A Partial Differential Equation is a Differential Equation which has more than one independent variable: $u(x,y), u(t,x,y), …$
For instance:
\begin{equation} \pdv{U}{t} = \alpha \pdv[2]{U}{x} \end{equation}
Key Intuition
- PDEs may have no solutions (unlike Uniqueness and Existance for ODEs)
- yet, usually, there are too many solutions—so… how do you describe all solutions?

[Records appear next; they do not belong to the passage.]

PR #48, opened 2020-02-27
created new create sub-module for ndarray initialisation functions

v923z:
This modification simply factors out a couple of initialisation functions into a separate file.


v923z:
I could successfully compile it on the local computer, i have no idea, why the checks have failed...

PR #109, opened 2020-04-20
Remove duplicate ISSUE_TEMPLATE.md

henrykironde:


henrykironde:
It does look like we have this GitHub template folder which I do not see being used.
If that is correct, we can remove it else we can close the PR

PR #110, opened 2020-04-20
Keep editor file in the home directory

henrykironde:


henrykironde:
Looks like we could keep the .editorconfig file in the home directory.
If otherwise we can close the PR.

PR #124, opened 2020-05-19
Clean up Deepforest modules

henrykironde:
Embed `keras_retinanet` module imports in a try block


henrykironde:
@bw4sz, I cannot access the build logs for the failing tests, Is there a way to add me to the permissions or change them?

PR #139, opened 2020-10-20
provide thickness option for predict_image function

dingyif:


bw4sz:
Thanks for the PR. Azure pipeline passed, just need to recompile docs and then i'll merge.

PR #141, opened 2020-10-20
add progress bar for predict_tile

dingyif:
Not sure this is necessary or not, but when I tried to make a prediction for a large tiff file, it will be better if I know the remaining time.


bw4sz:
Regenerating travis build, github rate limit failed (no fault of the code), just an annoying facet of downloading the release model when building tests. An area of improvement to be more self-contained.

bw4sz:
confirmed that tqdm is in requirements.txt, since it is already used for the download progress bar. Thanks for the PR, keep it coming.

PR #142, opened 2020-10-22
Add thickness and color choices for evaluate function  

dingyif:
I found out the default color is not colorblind-friendly, especially when you work on the forest that background is green and the bounding box is red. So I think to give people more flexibility to choose their desire color and also make the bounding box thickness big enough to see.


ethanwhite:
I think it would also be great to set the defaults to something that is color blind friendly.

PR #178, opened 2021-04-03
Test SSL 

henrykironde:
Use latest cibuildwheel


henrykironde:
This may not be a stable fix. But we can rely of this and of the error persists we can try `pip install --trusted-host pypi.org --trusted-host files.pythonhosted.org --upgrade pip` specifying the trusted hosts

bw4sz:
Thanks!

Issue #49, opened 2019-12-04
Sample Image Issue


bw4sz:
Name: Ben Weinstein
Affiliation: University of Florida
Location: Frog Rock, Wyoming, United States

![example_image](https://user-images.githubusercontent.com/1208492/70186072-f0930700-169f-11ea-92ca-72ccefde27d0.png)

May we use this image in the gallery? : yes

PR #179, opened 2021-04-04
Update README.md in response to Sample Image Issue numbered 49

malayjoshi13:
This commit is in response to "Sample Image Issue #49" posted in the "weecology/DeepForest" repository's issues section.

This image will let the user get a better practical real-time use-case of this python package. It will do so as this image has a combination of both trees (that too of different variations in height and crown size) and non-tree objects (to be specific vehicles, buildings and concrete flooring ). However, still from the image attached, it is very well clear that the python package has very accurately recognized only trees and marked them with bounding boxes.

Thus, in short, this committed image will encourage more users to trust, get more comfortable using this python package in their projects and contributing in return towards the development of the DeepForest package.


bw4sz:
Please just add the image alongside the previous image, rather than replacing it.

malayjoshi13:
Okay @bw4sz

PR #180, opened 2021-04-05
Update README.md

malayjoshi13:
The new image is placed alongside the existing one.


malayjoshi13:
Hey @bw4sz, I have placed a new image below the existing one like what you suggested to do in my previous PR. Please review this PR and suggest any other changes you would like me to make in my commit. Thanks.

PR #182, opened 2021-04-08
Ease out training data generation process

malayjoshi13:
Hi, yesterday I planned to re-train the existing NEON.h5 model upon the self-prepared dataset. However, very soon, I got stuck with the problem of how to code down the script for converting all training images and their corresponding annotations (present in XML format) into a single headerless CSV file (of a particular pre-defined format) within a single loop of code by taking the reference of code present in docs/training.MD and modules like preprocess.py and utilities.py.

There were three problems that I faced with the above scenario:-
1) Firstly, the code present in docs/training.MD was just limited to a single training image and its corresponding XML annotation file. 

2) Secondly, expecting users to scale that code present in docs/training.md to get the same result with all of their training images and corresponding XML annotations files will be quite hard on their part and thus will refrain users to use DeepForest library and to enhance its accuracy by re-training its weights.

3) Thirdly, digging deep into this issue, one gets clear that the problem arises because functions like "xml_to_annotations" and "split_raster" present inside utilities.py and preprocess.py, respectively, were not utilized for working with many files at a single time. 

As a solution, I propose a module named "train_data_generator.py". 

This module will make the user's experience while generating the dataset for the re-training process very smooth. A user has to create a folder that says "dataset" in his/her local system, place the "annotations" folder (containing all XML format annotations) and "images" folder (containing all training images dataset) inside the newly created "dataset" folder, execute "pip install DeepForest" in command prompt, opening a python file and executing these code lines:- 

from deepforest import deepforest
from deepforest import utilities
location = "C:/Users/mycomputer/Desktop/dataset"
prepare_traindata(location)

..................and that is it. 
User with very few lines of code will get his/her final output in two folders, "training_annotations" (containing combined_csv.csv file) and "training_images" (containing all training images in required png format), which will be used later to re-train the model weights. 

Please do review the proposal. Thanks in advance.

### DIFF
--- a/deepforest/train_data_generator.py
+++ b/deepforest/train_data_generator.py
@@ -1,15 +1,15 @@
-"""This module is used to generate a .csv file called "combined_csv.csv" which will store annotations of all training images. Later on "combined_csv.csv" will be used for re-training
+"""This module generates a .csv file called "combined_csv.csv", which will store annotations of all training images. Later on, "combined_csv.csv" will be used for re-training
 the existing NEON.h5 model. 
 
-To generate "combined_csv.csv" using this module firstly create a directory "dataset" at any location of local system. Then place all training images inside "images" folder and all 
-corresponding annotations present in form of xml format (created by LabelImg or RectLabel) inside "annotations" folder located inside directory "dataset" present at local system.
+To generate "combined_csv.csv" using this module, firstly create a directory "dataset" at any local system location. Then place all training images inside the "images" folder and all 
+corresponding annotations present in the form of XML format (created by LabelImg or RectLabel) inside the "annotations" folder located inside directory "dataset" present at local system.
 
-Then create a new python file "get_data.py" and pass location of "dataset" directory with reference to user's local system inside function "train_data_generator.prepare_traindata". 
-Here "utilities" is imported through "from deepforest import deepforest" following with "from deepforest import utilities" command in python file.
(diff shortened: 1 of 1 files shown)


malayjoshi13:
Hi @bw4sz, can you please review this PR and tell if you feel any changes to be done to it.

bw4sz:
I do not think this is a problem that should be covered in this code base. I think a better solution is to add to the docs and make them clearer. The more functions that are added, they need to be supported and tested. Especially when it comes to data loading (a weak point in the package), we should not be making any more assumptions.
```
problem of how to code down the script for converting all training images and their corresponding annotations (present in XML format) into a single headerless CSV file (of a particular pre-defined format) 
```
Can you make an issue with the docs label and show what you tried and we can work on the docs. This doesn't strike me as 

difficult, but I'll need to look at exactly what you mean. Just

1. Convert annotations to pandas dataframe using the xml_to_annotations utility, stored in a list.
2. pd.concat() to create a master dataframe.

3. Save that dataframe alongside the crops.

untested pseudo-code
```
import deepforest
import pandas as pd
import glob

xmls = glob.glob("path/*.xml")
results = []
for xml in xmls:    
    df = deepforest.utilities.xml_to_annotations(xml)
    results.append(df)

results = pd.concat(results)
results.to_csv("path_to_crops/train_annotations.csv",header=False)
```

I welcome additions to docs.

PR #183, opened 2021-04-09
Add show parameter for predict_tile

amifunny:
[DeepForest](https://github.com/weecology/DeepForest/blob/master/deepforest/deepforest.py) gives `predict_image` function that predicts objects and also allows to show the plot of the image using `show` parameter. This parameter was not available for `predict_tile`. This would be helpful by having consistent parameters with `predict_tile` and viewing raster image examples.


bw4sz:
sounds good. If it passes i'll merge.

Issue #142, opened 2020-04-07
Update documentation


fornellas:
- `StrictMock`
  - `type_validation` attribute (at `__init__` and `docs/`)
- `mock_callable`, `mock_async_callable`, `mock_constructor`:
  - - `type_validation` attribute.

PR #151, opened 2020-04-09
StrictMock type validation docs

fornellas:
Part of #142 .

I took the opportunity to shuffle things around at the doc, reduce some redundancy, and focus on functionalities. Hopefully this will be a better answer to the recurring question "why another mock?".

@fabriziocucci you're a good person to judge if this is any good as you should have less biases, hit me!

### DIFF
--- a/testslide/strict_mock.py
+++ b/testslide/strict_mock.py
@@ -476,6 +476,9 @@ class StrictMock(object):
         the attribute will change. Setting this value to False disables
         signature validation, and should only be used when type() is required
         to not change.
+        type_validation: use type hinting information from template to validate
+        that mock attribute types match them. Type validation also happens for
+        callable attributes (instance/static/class methods) calls.
         """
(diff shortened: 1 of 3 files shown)


testslide/strict_mock.py
```diff
@@ -476,6 +476,9 @@ def __init__(
         the attribute will change. Setting this value to False disables
         signature validation, and should only be used when type() is required
         to not change.
+        type_validation: use type hinting information from template to validate
+        that mock attribute types match them. Type validation also happens for
+        callable attributes (instance/static/class methods) calls.
```
david-caro, line 481: Maybe we can use some better formatted docstrings, google docstrings or reSt text eventually:
https://sphinxcontrib-napoleon.readthedocs.io/en/latest/example_google.html

fornellas: I'm all in to merging PRs for this.

PR #154, opened 2020-04-09
Add DSL debugging option

### LINKED ISSUE #89: DSL debug
Sometimes it is hard to understand what hooks (before / after / around) are being executed. It would be nice to have a --debug option that would make the test runner show what hook is being executed, something like this perhaps:

```
Some Context
  before: do_something() file.py:33
    Some Example
      example: some_example() file.py:38
      PASS
  after: cleanup() file.py:45
```

fornellas:
Adds `--dsl-debug` that makes it show when each of the DSL elements that the user defined is called:

- example
- before
- after
- around
- memoize
- memoize_before
- function

image

This should facilitate development and debugging on complex scenarios.

Closes #89.

### DIFF
--- a/tests/cli_unittest.py
+++ b/tests/cli_unittest.py
@@ -508,9 +508,9 @@ class TestCliDocumentationFormatter(TestCliBase):
             ),
         )
 
-    def test_empty_trim_strace_path_prefix(self):
+    def test_empty_trim_path_prefix(self):
         """
-        Trims nothing if '' passed to --trim-stack-trace-path-prefix.
+        Trims nothing if '' passed to --trim-path-prefix.
         """
         self.argv.append("--trim-path-prefix")
         self.argv.append("")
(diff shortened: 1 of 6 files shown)


tests/cli_unittest.py
```diff
@@ -512,13 +512,38 @@ def test_empty_trim_strace_path_prefix(self):
         """
         Trims nothing if '' passed to --trim-stack-trace-path-prefix.
```
fabriziocucci, line 513: Should be `--trim-path-prefix`?

testslide/__init__.py
```diff
@@ -217,8 +219,10 @@ class SlowCallback(Exception):
 
 
 class _ExampleRunner:
-    def __init__(self, example):
+    def __init__(self, example, formatter):
         self.example = example
+        self.formatter = formatter
+        self.trim_path_prefix = self.formatter.trim_path_prefix  # FIMXE
```
fabriziocucci, line 225: `FIXME`?

tests/cli_unittest.py
fabriziocucci, line 513: Should be `--trim-path-prefix`?

PR #163, opened 2020-04-17
Fix *args typing validation

fornellas:
We were not correctly handling this case that is contained in the added test.

Along the way:

- I separated logic regarding signature validation & type validation.
- Changed methods to have proper names.
- Got rid of the ugly dependency on unittest's `_must_skip` private method.
  - Decoupled this logic from both signature & type validation.
  - The new method `_skip_first_arg` must be called from inside `_wrap_signature_and_type_validation` because if it is done from other functions that need its return, the patch will already be in place, and it'll not work.

Credits to @deathowl for helping with all the debugging and ground work prior to this PR.

### DIFF
--- a/tests/lib_testslide.py
+++ b/tests/lib_testslide.py
@@ -43,6 +43,15 @@ def _validate_callable_arg_types(context):
                 False, object.__new__, (1, 2, 3), {"four": 5, "six": 6}
             )
 
+        @context.example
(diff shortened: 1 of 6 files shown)


fornellas:
I like how 0.01% coverage change breaks the signal... this is literally less than 2 lines.

PR #164, opened 2020-04-18
[signature validation] Skip TypeVar signatures

david-caro:
In order to be able to check TypeVars we have to be able to check the
whole signature type hints at the same time (as typevars are dynamically
defined).

This just skips them for now to avoid failing the type checks.

It's using the `str` method of the type hint to traverse the type
definition and see if there are any typevars (prefixed with `~`), it's a
hacky way, but quite effective until we have the need to traverse the
type hint ourselves, at that point we can use that instead.

### DIFF
--- a/.gitignore
+++ b/.gitignore
@@ -1,5 +1,6 @@
 **/*.pyc
 **/__pycache__/
+.*.sw?
 .coverage
 .coverage.*.*.*
 .mypy_cache/
--- a/testslide/lib.py
+++ b/testslide/lib.py
@@ -82,17 +82,35 @@ def _validate_function_signature(
                 expected_type = argspec.annotations.get(argname)
                 if not expected_type:
                     continue
+
+                if "~" in str(expected_type):
+                    # this means that we have a TypeVar type, and those require
+                    # checking all the types of all the params as a whole, but we
+                    # don't have a good way of getting right now
+                    # TODO: #165
+                    continue
+
                 _validate_argument_type(expected_type, argname, args[idx])
             except TypeError as type_error:
                 type_errors.append(f"{repr(argname)}: {type_error}")
+
     for argname, value in kwargs.items():
         try:
             expected_type = argspec.annotations.get(argname)
             if not expected_type:
                 continue
+
+            if "~" in str(expected_type):
+                # this means that we have a TypeVar type, and those require
+                # checking all the types of all the params as a whole, but we
+                # don't have a good way of getting right now
+                # TODO: #165
+                continue
+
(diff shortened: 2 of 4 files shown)


testslide/lib.py
```diff
@@ -82,17 +82,33 @@ def _validate_function_signature(
                 expected_type = argspec.annotations.get(argname)
                 if not expected_type:
                     continue
+
+                if '~' in str(expected_type):
+                    # this means that we have a TypeVar type, and those require
+                    # checking all the tipes of all the prams as a whole, but we
```
fabriziocucci, line 88: Nit: `tipes` and `prams`.

testslide/lib.py
```diff
@@ -82,17 +82,33 @@ def _validate_function_signature(
...
+
     for argname, value in kwargs.items():
         try:
             expected_type = argspec.annotations.get(argname)
             if not expected_type:
                 continue
+
+            if '~' in str(expected_type):
+                # this means that we have a TypeVar type, and those require
+                # checking all the tipes of all the prams as a whole, but we
```
fabriziocucci, line 104: Nit: `tipes` and `prams`.

.gitignore
```diff
@@ -1,5 +1,6 @@
 **/*.pyc
 **/__pycache__/
+.*.sw?
```
fornellas, line 3: vim files, right?

testslide/lib.py
```diff
@@ -82,17 +82,33 @@ def _validate_function_signature(
                 expected_type = argspec.annotations.get(argname)
                 if not expected_type:
                     continue
+
+                if '~' in str(expected_type):
```
fornellas, line 86: Is there a more thorough way of detecting this? Eg: `isinstance`?

.gitignore
david-caro: Yep :)

testslide/lib.py
david-caro: The problem is that it can be nested, like `Type[~Something]`, `Optional[Tuple[int, Tuple[str, ~Something]]]`, and I did not want to have to implement the unwrapping of that, but as `str` already does and `~` is kinda unique, seems like a good trade-off.

But yes, I think that eventually we will have to unwrap that, at that point we can use that here instead.

testslide/lib.py
david-caro: :+1:

testslide/lib.py
fornellas: That's reasonable for the time being, NP.

PR #166, opened 2020-04-18
Improve Makefile mechanics & output

fornellas:
Improve Makefile:

- Nicer slimmer output.
- Travis CI signal remains full verbose.
- Colored output works on fails.
- Fixed mypy not covering `tests/`.
- Moved `mock_async_callable` tests to its own file (as is).
- Making a test file now works: `make tests/cli_unittest.py`.

And finally, `make -j`:

- Before: 19.6s.
- Now: 9.0s.

# Quiet on success

image

# Show output on failures

image

# Show output with `V=1`

image

### DIFF
--- a/util/run_silent_if_successful.py
+++ b/util/run_silent_if_successful.py
@@ -1,0 +1,38 @@
+#!/usr/bin/env python
+
+import pty, sys, subprocess, os, threading
+
+
+master_pty_fd, slave_pty_fd = pty.openpty()
+read_data = []
+
+
+def master_pty_fd_reader():
+    while True:
+        try:
+            data = os.read(master_pty_fd, 1024)
+        except OSError:
+            return
+        else:
+            if data:
+                read_data.append(data)
+            else:
+                return
+
+
+master_pty_fd_reader_thread = threading.Thread(target=master_pty_fd_reader)
+
+master_pty_fd_reader_thread.start()
+
+completed_process = subprocess.run(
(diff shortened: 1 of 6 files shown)


tests/mock_async_callable_testslide.py
```diff
@@ -0,0 +1,638 @@
+# Copyright (c) Facebook, Inc. and its affiliates.
```
david-caro, line 1: Can you split this on it's own PR? It looks unrelated (maybe I'm missing something xd)

util/run_silent_if_successful.py
```diff
@@ -0,0 +1,38 @@
...
+)
+
+os.close(slave_pty_fd)
+
+master_pty_fd_reader_thread.join()
+
+if completed_process.returncode:
+    for data in read_data:
+        os.write(sys.stdout.fileno(), data)
+    sys.exit(completed_process.returncode)
```
david-caro, line 38: We might want to save the logs in a file or something eventually, for debugging after the fact.

tests/mock_async_callable_testslide.py
fornellas: o7

util/run_silent_if_successful.py
fornellas: One can do `make V=1` to see all output, but I also see values on having logs.

I'm not sure how we'd implement it: `Makefile` has many different rules, and we'd need a way to reset the log at every execution. Plus, there's concurrency (`make -j`) to consider.

PR #167, opened 2020-04-19
Split mock_async_callable tests

fornellas:
Split `mock_callable` & `mock_async_callable` tests in its own files. Code was moved "as is", with only minor adjustments required for the build to pass.


fabriziocucci:
I wanted to suggest this, really love it!

I walso also thinking about renaming all `*_testslide.py` tests as `testslide_*.py` so that they get all nicely sorted in the `tests` folder (probably creating a `testslide` subfolder would be too much).

PR #168, opened 2020-04-19
Better handling of received signals

fornellas:
Improve signal handling (specially ^C):

- `testslide` does not spit stack trace for ^C.
- `util/run_silent_if_successful.py`:
  - Forward received signals to subprocess and wait for it to terminate.
  - Handle file not found errors gracefully.
- Add `util/` to black, mypy & flake8.

Before:
image
After:
image

### DIFF
--- a/.coveragerc
+++ b/.coveragerc
@@ -4,4 +4,6 @@ parallel = True
 [report]
 precision = 2
 fail_under = 92.31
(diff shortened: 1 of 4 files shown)


fornellas:
Yep! It was missing `util/*` at `.coveragerc`, added!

- usually, there are no explicit formulas
Laplacian of \(u(x,y)\)
Examples
Heat Equation
See Heat Equation
Wave Equation
see Wave Equation
Transport Equation
\begin{equation} \pdv{u}{t} = \pdv{u}{x} \end{equation}
generally any \(u = w(x+t)\) should solve this
Schrodinger Equation
We have some:
\begin{equation} u(x,t) \end{equation}
and its a complex-valued function:
\begin{equation} i \pdv{u}{t} = \pdv[2]{u}{x} \end{equation}
which results in a superposition in linear equations
Nonlinear Example
\begin{equation} \pdv{u}{t} = \pdv[2]{u}{x} + u(1-u) \end{equation}
this is a PDE variant of the logistic equation: this is non-linear
Monge-Ampere Equations
\begin{equation} u(x,y) \end{equation}
Hessian
\begin{equation} Hess(u) = \mqty(\pdv[2]{u}{x} & \frac{\partial^{2} u}{\partial x \partial y} \\ \frac{\partial^{2} u}{\partial x \partial y} & \pdv[2]{u}{y}) \end{equation}
If we take its determinant, we obtain:
\begin{equation} \pdv[2]{u}{x} \pdv[2]{u}{y} - \qty(\frac{\partial^{2} u}{\partial x \partial y})^{2} \end{equation}
Traveling Wave
For two-variable PDEs, it is called a Traveling Wave if solutions to \(u\) takes on the form:
\begin{equation} u(t,x) = w(x-ct) \end{equation}
for some constant \(c\), and where \(w(x)\) is a function which depends on only one of the two variables.